Un violon se compose de trois ensembles : les cordes, la caisse de résonance, et le manche. Sa longueur est variable. Un violon de taille maximale est appelé un entier, et est destiné aux violonistes ayant atteint leur taille adulte ; il mesure généralement 59 cm de long, du bouton à l'extrémité de la tête. Il existe une échelle non proportionnelle de longueur des violons : les trois-quarts font 56 cm ; les demis, 53 cm ; viennent ensuite les quarts (.. cm), les huitièmes (.. cm), et les seizièmes (.. cm), ces derniers étant destinés aux violonistes très jeunes (en général, 3 ans).

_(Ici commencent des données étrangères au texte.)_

Issue #41, opened 2022-08-29
Logging library not being developed anymore


rgreinho:
For logging, the [logrus](https://github.com/Sirupsen/logrus) library is being used. However is it not actively developed anymore:

> Logrus is in maintenance-mode. We will not be introducing new features. It's simply too hard to do in a way that won't break many people's projects, which is the last thing you want from your Logging library (again...).

They recommend using other libraries:

> Check out, for example, [Zerolog], [Zap], and [Apex].

[zerolog]: https://github.com/rs/zerolog
[zap]: https://github.com/uber-go/zap
[apex]: https://github.com/apex/log

lumjjb:
i like zap!

PR #42, opened 2022-08-29
Replace logging library

rgreinho:
Replaces the Sirupsen logging library with Zap.

Drive-by:
- Adds a .gitignore file

Fixes guacsec/guac#41

### DIFF
--- a/cmd/collector/cmd/example.go
+++ b/cmd/collector/cmd/example.go
@@ -18,12 +18,11 @@ package cmd
 import (
 	"context"
 	"fmt"
-	"os"
 
 	"github.com/guacsec/guac/cmd/collector/cmd/mockcollector"
 	"github.com/guacsec/guac/pkg/handler/collector"
 	"github.com/guacsec/guac/pkg/handler/processor"
-	"github.com/sirupsen/logrus"
+	"github.com/guacsec/guac/pkg/logging"
 	"github.com/spf13/cobra"
 )
 
@@ -34,18 +33,20 @@ var exampleCmd = &cobra.Command{
 		// Do Stuff Here
 		fmt.Println("GUAC example mock collector, it will emit 5 documents within 5 second intervals")
 
-		ctx := context.Background()
+		ctx := logging.WithLogger(context.Background())
+		logger := logging.FromContext(ctx)
 
 		// Register collector
 		// We create our own MockCollector and register it
 		mc := mockcollector.NewMockCollector()
-		collector.RegisterDocumentCollector(mc, mc.Type())
+		if err := collector.RegisterDocumentCollector(mc, mc.Type()); err != nil {
+			logger.Fatal(err)
+		}
 
 		// Collect
 		docChan, errChan, numCollectors, err := collector.Collect(ctx)
 		if err != nil {
-			logrus.Error(err)
-			os.Exit(1)
+			logger.Fatal(err)
 		}
 
 		collectorsDone := 0
@@ -53,12 +54,12 @@ var exampleCmd = &cobra.Command{
 			select {
 			case d := <-docChan:
 				emit(d)
-				logrus.Infof("emitted document: %+v", d)
+				logger.Infof("emitted document: %+v", d)
 			case err = <-errChan:
 				if err != nil {
-					logrus.Errorf("collector ended with error: %v", err)
+					logger.Errorf("collector ended with error: %v", err)
 				} else {
-					logrus.Info("collector ended gracefully")
+					logger.Info("collector ended gracefully")
 				}
 				collectorsDone += 1
 			}
@@ -68,7 +69,7 @@ var exampleCmd = &cobra.Command{
 		for len(docChan) > 0 {
 			d := <-docChan
 			emit(d)
-			logrus.Infof("emitted document: %+v", d)
+			logger.Infof("emitted document: %+v", d)
 		}
 	},
 }
--- a/pkg/handler/collector/collector.go
+++ b/pkg/handler/collector/collector.go
@@ -17,9 +17,9 @@ package collector
 
 import (
 	"context"
+	"fmt"
 
 	"github.com/guacsec/guac/pkg/handler/processor"
-	"github.com/sirupsen/logrus"
 )
 
 const (
@@ -42,11 +42,13 @@ var (
 	documentCollectors = map[string]Collector{}
 )
 
-func RegisterDocumentCollector(c Collector, collectorType string) {
+func RegisterDocumentCollector(c Collector, collectorType string) error {
 	if _, ok := documentCollectors[collectorType]; ok {
-		logrus.Warnf("the document collector is being overwritten: %s", collectorType)
+		return fmt.Errorf("the document collector is being overwritten: %s", collectorType)
 	}
 	documentCollectors[collectorType] = c
+
+	return nil
 }
 
 // Collect takes all the collectors and starts collecting artifacts
--- a/pkg/handler/processor/guesser/format_guesser.go
+++ b/pkg/handler/processor/guesser/format_guesser.go
@@ -16,12 +16,13 @@
 package guesser
 
 import (
+	"fmt"
+
 	"github.com/guacsec/guac/pkg/handler/processor"
-	"github.com/sirupsen/logrus"
 )
 
 func init() {
-	RegisterDocumentFormatGuesser(&jsonFormatGuesser{}, "json")
+	_ = RegisterDocumentFormatGuesser(&jsonFormatGuesser{}, "json")
 }
 
 // DocumentFormatGuesser guesses the format of the document given a blob
@@ -35,9 +36,11 @@ var (
 	documentFormatGuessers = map[string]DocumentFormatGuesser{}
 )
 
-func RegisterDocumentFormatGuesser(g DocumentFormatGuesser, name string) {
+func RegisterDocumentFormatGuesser(g DocumentFormatGuesser, name string) error {
 	if _, ok := documentFormatGuessers[name]; ok {
-		logrus.Warnf("the document type guesser is being overwritten: %s", name)
+		return fmt.Errorf("the document type guesser is being overwritten: %s", name)
 	}
 	documentFormatGuessers[name] = g
+
+	return nil
 }
--- a/pkg/handler/processor/guesser/type_guesser.go
+++ b/pkg/handler/processor/guesser/type_guesser.go
@@ -16,13 +16,14 @@
 package guesser
 
 import (
+	"fmt"
+
 	"github.com/guacsec/guac/pkg/handler/processor"
-	"github.com/sirupsen/logrus"
 )
 
 func init() {
-	RegisterDocumentTypeGuesser(&ite6TypeGuesser{}, "ite6")
-	RegisterDocumentTypeGuesser(&dsseTypeGuesser{}, "dsse")
+	_ = RegisterDocumentTypeGuesser(&ite6TypeGuesser{}, "ite6")
+	_ = RegisterDocumentTypeGuesser(&dsseTypeGuesser{}, "dsse")
 }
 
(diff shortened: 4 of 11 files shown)


cmd/collector/cmd/example.go
```diff
@@ -36,15 +36,20 @@ var exampleCmd = &cobra.Command{
 
 		ctx := context.Background()
 
+		// Prepapre the logger.
+		zapLogger, _ := zap.NewProduction()
```
pxp928, line 40: I wonder if we should create a separate package for the logger that does the initialization. Similar to how Knative does it https://github.com/knative/pkg/blob/main/logging/logger.go

pxp928: Or just utilize it from an upstream project.

rgreinho: Yeah, that looks nice. The Zap documentation is definitely not the best in the world and they do not mention anything about the best practices to initialize the logger. But if we find a good way to do so, I am happy to implement it.

mihaimaruseac (commented):
In general it looks good, but I'm worried that now all APIs will need to take a `logger` parameter. Wondering if we can make logging an aspect, a singleton class that would be initialized when we import the logging package for the first time (not sure if this would be possible in Go though, still learning Go)

jchestershopify:
@mihaimaruseac a typical pattern is that functions that work together pass a `context.Context` as their first argument, and cross-cutting objects like loggers get attached to it.

mihaimaruseac:
Thanks, that makes sense (and is similar to C's pattern of opaque pointers). Thanks for explaining!

rgreinho:
> @mihaimaruseac a typical pattern is that functions that work together pass a `context.Context` as their first argument, and cross-cutting objects like loggers get attached to it.

So something like my latest update? That looks very ugly, so I am pretty sure I missed something... Would you be able to clarify or provide an example please?

jchestershopify:
Somewhat, yes. One difference is about what to do if the context didn't carry a logger. If you look at the Knative example posted upthread, they provide the "fallback" logger at the time the process launches, rather than creating one at the time the logger is first loaded within a package. Then you can look for a "fallback" string in your logs to determine that somewhere in your code, a context object is missing a logger that it should have.

That said, I am a fairly so-so Go programmer, I'd want a second opinion.

rgreinho:
I think I got it right.

pkg/logging/logger.go
```diff
@@ -0,0 +1,36 @@
...
+package logging
+
+import (
+	"context"
+
+	"go.uber.org/zap"
+)
+
+type loggerKey struct{}
+
```
pxp928, line 25: Should add in the initialization here via `func init()` so that you can remove it downstream:
```
	// Prepapre the logger.
	zapLogger, _ := zap.NewProduction()
	defer zapLogger.Sync()
	logger := zapLogger.Sugar()
	ctx := logging.WithLogger(context.Background(), logger)
```

pkg/logging/logger.go
```diff
@@ -0,0 +1,36 @@
...
+package logging
+
+import (
+	"context"
+
+	"go.uber.org/zap"
+)
+
+type loggerKey struct{}
```
pxp928, line 24: Initialize the logger here:
```
var logger *zap.SugaredLogger

type loggerKey struct{}

func init() {
	zapLogger, _ := zap.NewProduction()
	defer zapLogger.Sync()
	logger = zapLogger.Sugar()
}

func WithLogger(ctx context.Context) context.Context {
	return context.WithValue(ctx, loggerKey{}, logger)
}
```
and upstream you can change to:
```
```

rgreinho: Addressed ✅

lumjjb:
I'm a little unfortable seeing a lot of the smaller functions that do logging require passing of context... 

I think either we would remove the logging messages in them or, do a global logger like: https://github.com/anchore/syft/blob/main/internal/log/log.go.

rgreinho:
Alright, so what are we deciding for this issue?

cpendery:
> I'm a little uncomfortable seeing a lot of the smaller functions that do logging require passing of context... Mainly looking at RegisterXXX, i think for those we can remove the logging, since it's weird to initialize the logger on init with a totally different context
> 
> I think either we would remove the logging messages in them or, do a global logger like: https://github.com/anchore/syft/blob/main/internal/log/log.go.

Even Syft still uses logrus as its logging library. While I understand wanting to use an actively developed library, I feel like we won't need any logging functionality that logrus doesn't already provide

pkg/handler/processor/guesser/format_guesser.go
```diff
@@ -16,12 +16,15 @@
...
+
 	"github.com/guacsec/guac/pkg/handler/processor"
-	"github.com/sirupsen/logrus"
+	"github.com/guacsec/guac/pkg/logging"
 )
 
 func init() {
-	RegisterDocumentFormatGuesser(&jsonFormatGuesser{}, "json")
+	ctx := logging.WithLogger(context.Background())
+	RegisterDocumentFormatGuesser(ctx, &jsonFormatGuesser{}, "json")
```
lumjjb, line 27: I'm concerned of the use of `ctx` here because it depends on the order of `init()` which is not ideal. 

i think let's remove the `ctx` here and make `RegisterDocumentFormatGuesser` return an error with a comparable error enum, and not log errors during init? Then should be good to go.

lumjjb: yea it looks like this behavior is happening and is caught by the CI https://github.com/guacsec/guac/runs/8139988072?check_suite_focus=true

rgreinho: Yeah, it is because I removed the `init()` functions, so we end up with a null pointer exception...

rgreinho: I put it back, now the CI is happy 😀

pkg/handler/processor/process/process_test.go
```diff
@@ -498,9 +498,17 @@ func Test_SimpleDocProcessTest(t *testing.T) {
...
 
-	logrus.SetLevel(logrus.DebugLevel)
+	zapLogger, _ := zap.NewDevelopmentConfig().Build()
+
+	// flushes buffer, if any
+	defer func() {
+		// intentionally ignoring error here, see https://github.com/uber-go/zap/issues/328
+		_ = zapLogger.Sync()
+	}()
+	logger := zapLogger.Sugar()
```
lumjjb, line 508: nit: can we have a helper function in  to do this in logger library?

pkg/handler/processor/process/process.go
```diff
@@ -92,7 +94,7 @@ func processDocument(i *processor.Document) ([]*processor.Document, error) {
 }
 
 func preProcessDocument(i *processor.Document) error {
-	docType, format, err := guesser.GuessDocument(i)
+	docType, format, err := guesser.GuessDocument(logging.WithLogger(context.Background()), i)
```
lumjjb, line 97: this should probably propagate context all the way to the top of what is calling this since the logger will be initialized by that.. using context like this doesn't quite match context usage patterns.

pkg/handler/processor/process/process_test.go
```diff
@@ -498,9 +498,17 @@ func Test_SimpleDocProcessTest(t *testing.T) {
...
+
 	// Register
-	RegisterDocumentProcessor(&simpledoc.SimpleDocProc{}, simpledoc.SimpleDocType)
+	RegisterDocumentProcessor(&simpledoc.SimpleDocProc{}, simpledoc.SimpleDocType, logger)
```
lumjjb, line 511: have this not take in a logger and return error instead? With an err that can be compared to check if it is a warning for a overwrite of a registration.

pkg/handler/processor/guesser/type_guesser.go
```diff
@@ -38,7 +39,7 @@ var (
 
 func RegisterDocumentTypeGuesser(g DocumentTypeGuesser, name string) {
 	if _, ok := documentTypeGuessers[name]; ok {
-		logrus.Warnf("the document type guesser is being overwritten: %s", name)
+		fmt.Printf("the document type guesser is being overwritten: %s", name)
```
lumjjb, line 42: all `Register*` functions should probably have the same pattern, we should stick to one - i don't this we should have warning messages print to stdout using `fmt`.. I think returning an err may be a good option here (see comment below).

pkg/handler/processor/process/process_test.go
rgreinho: Addresed ✅

pkg/handler/processor/guesser/type_guesser.go
rgreinho: Addresed ✅

pkg/handler/processor/process/process.go
rgreinho: you mean from `Process()` down to this function?

lumjjb: yup!

rgreinho: Done ✅

pkg/handler/collector/collector.go
```diff
@@ -42,9 +42,10 @@ var (
 	documentCollectors = map[string]Collector{}
 )
 
-func RegisterDocumentCollector(c Collector, collectorType string) {
+func RegisterDocumentCollector(ctx context.Context, c Collector, collectorType string) {
```
pxp928, line 45: Just one update. All the other `Register` functions are returning an error. So lets make this one also return an error to be consistent.

pkg/handler/processor/guesser/format_guesser.go
```diff
@@ -37,7 +38,7 @@ var (
 
 func RegisterDocumentFormatGuesser(g DocumentFormatGuesser, name string) {
```
pxp928, line 39: same with this one. Should just return an error.

pxp928 (commented):
fix quick changes but seems like this will work.

pkg/handler/processor/guesser/format_guesser.go
rgreinho: Addressed ✅

pkg/handler/processor/guesser/format_guesser.go
```diff
@@ -35,9 +36,11 @@ var (
 	documentFormatGuessers = map[string]DocumentFormatGuesser{}
 )
 
-func RegisterDocumentFormatGuesser(g DocumentFormatGuesser, name string) {
+func RegisterDocumentFormatGuesser(g DocumentFormatGuesser, name string) error {
 	if _, ok := documentFormatGuessers[name]; ok {
-		logrus.Warnf("the document type guesser is being overwritten: %s", name)
+		fmt.Printf("the document type guesser is being overwritten: %s", name)
```
pxp928, line 41: same with this one. Just return an error and upstream we can check if it is getting "overwritten" and log there.

pxp928 (approved):
LGTM

pkg/handler/processor/process/process.go
```diff
@@ -91,8 +93,8 @@ func processDocument(i *processor.Document) ([]*processor.Document, error) {
 	return ds, nil
 }
 
-func preProcessDocument(i *processor.Document) error {
-	docType, format, err := guesser.GuessDocument(i)
+func preProcessDocument(ctx context.Context, i *processor.Document) error {
+	docType, format, err := guesser.GuessDocument(logging.WithLogger(ctx), i)
```
lumjjb, line 97: WithLogger shouldn’t need to be done here, it should already be initialized from the context passed in.

lumjjb (approved):
minor change requested, else lgtm

lumjjb:
fyi https://github.com/golang/go/discussions/54763

pkg/handler/processor/process/process.go
rgreinho: Addressed ✅

Issue #33, opened 2022-08-25
task: [processor] create DSSE DocumentTypeGuesser


lumjjb:
As part of #26, we want to be able to create guessers to identify what format type a document is (using the guesser interface defined in https://github.com/guacsec/guac/tree/main/pkg/handler/processor/guesser). Based on the foundations laid in #27 .

This issue is to create DSSE document guesser.

PR #44, opened 2022-08-29
feat: implement dsse type guesser

cpendery:
Closes https://github.com/guacsec/guac/issues/33

### DIFF
--- a/pkg/handler/processor/guesser/type_dsse.go
+++ b/pkg/handler/processor/guesser/type_dsse.go
@@ -24,16 +24,10 @@ import (
 
 type dsseTypeGuesser struct{}
 
-type envelope struct {
-	PayloadType *string           `json:"payloadType"`
-	Payload     *string           `json:"payload"`
-	Signatures  *[]dsse.Signature `json:"signatures"`
-}
-
 func (_ *dsseTypeGuesser) GuessDocumentType(blob []byte, format processor.FormatType) processor.DocumentType {
-	var envelope envelope
+	var envelope dsse.Envelope
 	if json.Unmarshal(blob, &envelope) == nil && format == processor.FormatJSON {
-		if envelope.Payload != nil && envelope.PayloadType != nil && envelope.Signatures != nil {
+		if envelope.Payload != "" && envelope.PayloadType != "" {
 			return processor.DocumentDSSE
 		}
 	}
--- a/pkg/handler/processor/guesser/type_dsse.go
+++ b/pkg/handler/processor/guesser/type_dsse.go
@@ -1,0 +1,41 @@
+//
+// Copyright 2022 The GUAC Authors.
+//
+// Licensed under the Apache License, Version 2.0 (the "License");
+// you may not use this file except in compliance with the License.
+// You may obtain a copy of the License at
+//
+//     http://www.apache.org/licenses/LICENSE-2.0
+//
+// Unless required by applicable law or agreed to in writing, software
+// distributed under the License is distributed on an "AS IS" BASIS,
+// WITHOUT WARRANTIES OR CONDITIONS OF ANY KIND, either express or implied.
+// See the License for the specific language governing permissions and
+// limitations under the License.
+
+package guesser
+
+import (
+	"encoding/json"
+
+	"github.com/guacsec/guac/pkg/handler/processor"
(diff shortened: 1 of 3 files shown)


pkg/handler/processor/guesser/type_dsse.go
```diff
@@ -0,0 +1,41 @@
...
+type dsseTypeGuesser struct{}
+
+type envelope struct {
+	PayloadType *string           `json:"payloadType"`
+	Payload     *string           `json:"payload"`
+	Signatures  *[]dsse.Signature `json:"signatures"`
+}
+
+func (_ *dsseTypeGuesser) GuessDocumentType(blob []byte, format processor.FormatType) processor.DocumentType {
+	var envelope envelope
```
pxp928, line 34: Replace with `dsse.Envelope{}` see https://github.com/guacsec/guac/blob/main/pkg/handler/processor/dsse/dsse.go#L88.

pxp928 (changes requested):
Thanks @cpendery! Quick update

pkg/handler/processor/guesser/type_dsse.go
```diff
@@ -0,0 +1,41 @@
...
+import (
+	"encoding/json"
+
+	"github.com/guacsec/guac/pkg/handler/processor"
+	"github.com/secure-systems-lab/go-securesystemslib/dsse"
+)
+
+type dsseTypeGuesser struct{}
+
+type envelope struct {
```
lumjjb, line 27: can we use https://github.com/secure-systems-lab/go-securesystemslib/blob/main/dsse/sign.go#L28?

lumjjb (changes requested):

pkg/handler/processor/guesser/type_dsse.go
cpendery: @lumjjb @pxp928 if we use the `dsse.Envelope` struct, we would have to assert that the fields in the struct are not empty strings. Would we want the envelope below to be marked as `DocumentUnknown`? If so, I'll make the switch
```json
{
  "payload": "",
  "payloadType": "",
  "signatures": [...]
}
```

pxp928: Yes that is true. Otherwise it would be a malformed DSSE envelope.

lumjjb (approved):
lgtm

pkg/handler/processor/guesser/type_dsse_test.go
```diff
@@ -0,0 +1,44 @@
+package guesser
```
lumjjb, line 1: add copyright header

lumjjb (changes requested):

lumjjb (approved):
LGTM

lumjjb:
@pxp928 for your re-review!

pkg/handler/processor/guesser/type_dsse.go
```diff
@@ -0,0 +1,35 @@
...
+	"github.com/guacsec/guac/pkg/handler/processor"
+	"github.com/secure-systems-lab/go-securesystemslib/dsse"
+)
+
+type dsseTypeGuesser struct{}
+
+func (_ *dsseTypeGuesser) GuessDocumentType(blob []byte, format processor.FormatType) processor.DocumentType {
+	var envelope dsse.Envelope
+	if json.Unmarshal(blob, &envelope) == nil && format == processor.FormatJSON {
+		if envelope.Payload != "" && envelope.PayloadType != "" {
```
pxp928, line 30: We should also check that there is atleast one signature for a valid payload

pxp928 (changes requested):

pkg/handler/processor/guesser/type_dsse.go
lumjjb: yea.. i don't like how there isn't really a good way to guess that it's a DSSE based on the fields (they are all so generic). Yea I think its fair to just check that there's at least 1 signature. @SantiagoTorres i'm guessing this is for space reasons? but may be weird without versioning if there's a version 2.0?

(a minor nit here is that it doesn't actually have to be a valid envelope, but a side effect of it could be - since schema validation is handled again by the processor).

pxp928 (approved):
LGTM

Les cordes, au nombre de quatre, constituent un élément important de l'instrument : c'est leur vibration qui produit un son.

Pendant plus de deux siècles, elles furent en pur boyau et seule la corde de sol était entourée d'un fil d'argent ou de cuivre.

Le boyau employé n'est pas de chat comme le veut une idée très populaire. Cette erreur est par exemple reprise dans la définition humoristique du violon[1] donnée par Ambrose Bierce dans son Dictionnaire du Diable de 1911 : « Violon : instrument destiné à chatouiller les oreilles de l'homme par le frottement de la queue d'un cheval sur les boyaux d'un chat »
L'erreur pourrait provenir d'une compréhension trop littérale de catgut (Manuel pratique de lutherie, chap. XXXII, p. 258), corde de boyau utilisée en chirurgie.

En réalité, on emploie pour fabriquer les cordes en boyau la tunique médiane de l'intestin grêle du mouton, dont les fibres sont résistantes. Plusieurs fils obtenus par découpage dans le sens de la longueur sont tordus ensemble, et la tunique médiane est si fine que les intestins grêles de quatre à cinq moutons sont nécessaires pour faire environ vingt-cinq cordes de la (Manuel pratique de lutherie, chap. XXXII, p. 259).

Une corde de boyau doit être dans toute sa longueur cylindrique, de même diamètre, élastique, d'une souplesse régulière et de couleur transparente. Un épaississement ou une densité irrégulière de la structure du matériau empêchent un accord tout à fait juste.

Au début du XXe siècle, la corde de mi est remplacée par un fil d'acier, car elle se brisait trop souvent (Manuel pratique de lutherie, chap. XIII, p. 132). Plus tard, on a également muni d'un enroulement d'aluminium les cordes de la et de , dont le noyau est en boyau ou en matière synthétique. Cette dernière solution est maintenant privilégiée (sauf pour la musique ancienne), car elle est moins sensible au désaccord, et n'est pas aussi exigeante lors de la fabrication, et peut donc être réalisée de manière industrielle. On utilise également beaucoup des cordes basses filées à noyau d'acier, qui produisent une sonorité claire mais sèche. Pour accorder plus facilement les cordes d'acier, beaucoup plus sensibles à la tension, ont été mis au point des mécanismes à vis spéciaux, fixés au cordier, les tendeurs, petites molettes fines.

Si toutes les cordes avaient le même diamètre, la tension devrait diminuer pour les cordes basses. La répartition de la pression sur la table serait alors irrégulière et la sonorité des cordes basses insatisfaisante à cause de la faiblesse de résonance. C'est pourquoi les cordes ont des diamètres différents, mais une tension presque égale. On tend plus fortement la corde de mi, qui repose sur le pied droit du chevalet afin de lui conférer un volume sonore et un éclat accrus. Un violon de type Stradivarius pèse entre 355 g et 365 g tout compris ; la table, 55 g, et le fond, 90 g, doivent résister, par l'intermédiaire des éclisses, à la tension des cordes, exerçant une pression égale à 27 kilogrammes.